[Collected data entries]
■ ■ ■ ■ ■

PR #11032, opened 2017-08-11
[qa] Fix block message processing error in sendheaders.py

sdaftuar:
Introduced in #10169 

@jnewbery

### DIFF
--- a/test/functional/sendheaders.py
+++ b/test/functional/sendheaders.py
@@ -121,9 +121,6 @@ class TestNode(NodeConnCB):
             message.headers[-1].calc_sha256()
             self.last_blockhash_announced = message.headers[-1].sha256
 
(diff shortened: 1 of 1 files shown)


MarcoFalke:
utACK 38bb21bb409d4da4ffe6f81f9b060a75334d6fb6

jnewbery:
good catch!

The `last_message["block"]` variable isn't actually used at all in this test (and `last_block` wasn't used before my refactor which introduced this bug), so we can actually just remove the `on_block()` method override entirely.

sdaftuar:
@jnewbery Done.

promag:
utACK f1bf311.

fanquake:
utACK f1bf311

■ ■ ■ ■ ■

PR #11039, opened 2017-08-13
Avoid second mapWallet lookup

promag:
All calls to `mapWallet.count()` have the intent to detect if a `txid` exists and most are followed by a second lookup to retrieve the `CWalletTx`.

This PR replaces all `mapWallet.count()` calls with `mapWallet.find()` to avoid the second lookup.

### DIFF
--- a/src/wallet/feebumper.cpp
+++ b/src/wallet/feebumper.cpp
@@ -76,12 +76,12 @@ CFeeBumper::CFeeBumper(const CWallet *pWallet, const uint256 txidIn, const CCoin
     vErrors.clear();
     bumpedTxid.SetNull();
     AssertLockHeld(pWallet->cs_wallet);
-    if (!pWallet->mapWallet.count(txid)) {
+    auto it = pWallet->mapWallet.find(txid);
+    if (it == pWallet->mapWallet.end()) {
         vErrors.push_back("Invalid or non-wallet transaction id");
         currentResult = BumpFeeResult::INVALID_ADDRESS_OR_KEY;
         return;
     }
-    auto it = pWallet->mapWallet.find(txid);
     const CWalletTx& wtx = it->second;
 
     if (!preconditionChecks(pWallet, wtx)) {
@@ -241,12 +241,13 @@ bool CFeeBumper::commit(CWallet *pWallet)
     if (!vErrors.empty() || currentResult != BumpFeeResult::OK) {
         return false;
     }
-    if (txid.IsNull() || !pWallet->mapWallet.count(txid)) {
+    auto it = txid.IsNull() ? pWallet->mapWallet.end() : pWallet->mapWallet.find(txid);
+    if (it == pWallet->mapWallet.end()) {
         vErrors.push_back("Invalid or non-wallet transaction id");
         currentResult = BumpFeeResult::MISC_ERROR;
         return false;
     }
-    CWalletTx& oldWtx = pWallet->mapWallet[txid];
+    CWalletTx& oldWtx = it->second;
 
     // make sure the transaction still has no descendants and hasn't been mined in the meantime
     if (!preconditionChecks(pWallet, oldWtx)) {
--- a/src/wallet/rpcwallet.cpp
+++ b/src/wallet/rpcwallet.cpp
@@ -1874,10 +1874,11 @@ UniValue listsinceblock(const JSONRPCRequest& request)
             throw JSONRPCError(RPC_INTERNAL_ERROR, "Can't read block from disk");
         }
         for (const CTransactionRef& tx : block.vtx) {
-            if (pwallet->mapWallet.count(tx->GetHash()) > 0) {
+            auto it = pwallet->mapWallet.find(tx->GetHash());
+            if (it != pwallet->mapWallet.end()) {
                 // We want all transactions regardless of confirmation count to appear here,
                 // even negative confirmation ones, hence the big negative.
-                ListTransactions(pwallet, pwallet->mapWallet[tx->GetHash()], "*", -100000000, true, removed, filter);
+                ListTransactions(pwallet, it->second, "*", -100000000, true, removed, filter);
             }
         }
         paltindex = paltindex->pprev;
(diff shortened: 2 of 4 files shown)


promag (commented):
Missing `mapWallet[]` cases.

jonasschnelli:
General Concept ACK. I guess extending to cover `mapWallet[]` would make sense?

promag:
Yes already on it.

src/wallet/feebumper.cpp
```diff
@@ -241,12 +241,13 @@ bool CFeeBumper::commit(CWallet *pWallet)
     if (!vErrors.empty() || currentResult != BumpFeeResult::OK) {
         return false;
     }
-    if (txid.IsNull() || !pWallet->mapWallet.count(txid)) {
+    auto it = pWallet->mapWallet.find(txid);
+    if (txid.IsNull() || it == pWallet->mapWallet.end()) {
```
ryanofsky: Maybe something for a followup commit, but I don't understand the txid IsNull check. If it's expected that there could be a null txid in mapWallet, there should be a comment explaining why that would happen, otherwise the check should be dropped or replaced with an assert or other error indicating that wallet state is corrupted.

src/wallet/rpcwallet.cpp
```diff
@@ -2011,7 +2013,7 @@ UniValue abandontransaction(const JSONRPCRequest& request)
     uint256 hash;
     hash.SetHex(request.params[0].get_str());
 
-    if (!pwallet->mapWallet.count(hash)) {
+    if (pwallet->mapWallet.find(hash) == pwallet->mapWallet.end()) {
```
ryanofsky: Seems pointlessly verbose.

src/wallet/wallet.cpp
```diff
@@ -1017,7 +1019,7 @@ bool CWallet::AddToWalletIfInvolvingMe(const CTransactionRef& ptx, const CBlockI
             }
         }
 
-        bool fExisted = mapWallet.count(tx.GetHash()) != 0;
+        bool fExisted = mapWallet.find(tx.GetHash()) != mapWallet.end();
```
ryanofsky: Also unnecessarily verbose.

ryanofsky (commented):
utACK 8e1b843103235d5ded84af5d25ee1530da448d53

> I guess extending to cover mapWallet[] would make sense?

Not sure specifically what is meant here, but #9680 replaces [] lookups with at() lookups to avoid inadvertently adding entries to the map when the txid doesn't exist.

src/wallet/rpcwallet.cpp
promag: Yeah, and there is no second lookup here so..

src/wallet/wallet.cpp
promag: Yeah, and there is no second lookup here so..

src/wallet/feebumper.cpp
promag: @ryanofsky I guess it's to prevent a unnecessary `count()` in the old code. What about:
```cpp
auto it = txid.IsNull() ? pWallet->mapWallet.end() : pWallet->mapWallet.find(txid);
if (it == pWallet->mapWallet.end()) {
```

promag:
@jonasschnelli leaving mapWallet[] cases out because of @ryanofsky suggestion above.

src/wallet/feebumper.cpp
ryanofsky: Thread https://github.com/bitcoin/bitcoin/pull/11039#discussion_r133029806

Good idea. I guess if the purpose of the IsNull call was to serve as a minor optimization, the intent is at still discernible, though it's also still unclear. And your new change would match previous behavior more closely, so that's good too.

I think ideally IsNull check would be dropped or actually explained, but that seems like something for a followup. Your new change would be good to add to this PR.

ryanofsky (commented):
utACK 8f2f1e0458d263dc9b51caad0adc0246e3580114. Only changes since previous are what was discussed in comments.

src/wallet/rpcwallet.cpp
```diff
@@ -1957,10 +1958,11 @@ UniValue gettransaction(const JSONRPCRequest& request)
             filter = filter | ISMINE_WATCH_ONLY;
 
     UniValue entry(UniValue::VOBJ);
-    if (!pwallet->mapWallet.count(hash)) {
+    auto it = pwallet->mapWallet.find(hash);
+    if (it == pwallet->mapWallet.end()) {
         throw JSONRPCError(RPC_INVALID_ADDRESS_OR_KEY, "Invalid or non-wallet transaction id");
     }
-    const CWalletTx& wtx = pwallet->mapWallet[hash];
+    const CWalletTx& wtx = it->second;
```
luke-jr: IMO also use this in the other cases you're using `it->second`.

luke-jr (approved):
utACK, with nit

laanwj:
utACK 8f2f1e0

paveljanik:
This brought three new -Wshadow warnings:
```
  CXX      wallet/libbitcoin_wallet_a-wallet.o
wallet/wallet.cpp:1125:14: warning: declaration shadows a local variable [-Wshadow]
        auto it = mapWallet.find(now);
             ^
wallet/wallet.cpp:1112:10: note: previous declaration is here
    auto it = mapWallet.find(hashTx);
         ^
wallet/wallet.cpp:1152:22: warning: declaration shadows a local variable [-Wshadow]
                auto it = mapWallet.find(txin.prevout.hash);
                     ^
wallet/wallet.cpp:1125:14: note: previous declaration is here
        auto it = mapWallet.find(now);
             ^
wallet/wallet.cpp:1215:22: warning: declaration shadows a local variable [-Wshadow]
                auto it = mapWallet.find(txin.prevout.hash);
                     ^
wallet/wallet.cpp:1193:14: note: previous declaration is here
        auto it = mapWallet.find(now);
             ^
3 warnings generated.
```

■ ■ ■ ■ ■

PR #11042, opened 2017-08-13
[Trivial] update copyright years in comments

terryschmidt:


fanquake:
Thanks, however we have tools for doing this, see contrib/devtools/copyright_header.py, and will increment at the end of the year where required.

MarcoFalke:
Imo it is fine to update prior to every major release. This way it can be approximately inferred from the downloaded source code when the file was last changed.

■ ■ ■ ■ ■

* Prompt:
Please show the lines in the entries above that hold the string "filter".

* Response area:
-                ListTransactions(pwallet, pwallet->mapWallet[tx->GetHash()], "*", -100000000, true, removed, filter);
+                ListTransactions(pwallet, it->second, "*", -100000000, true, removed, filter);
             filter = filter | ISMINE_WATCH_ONLY;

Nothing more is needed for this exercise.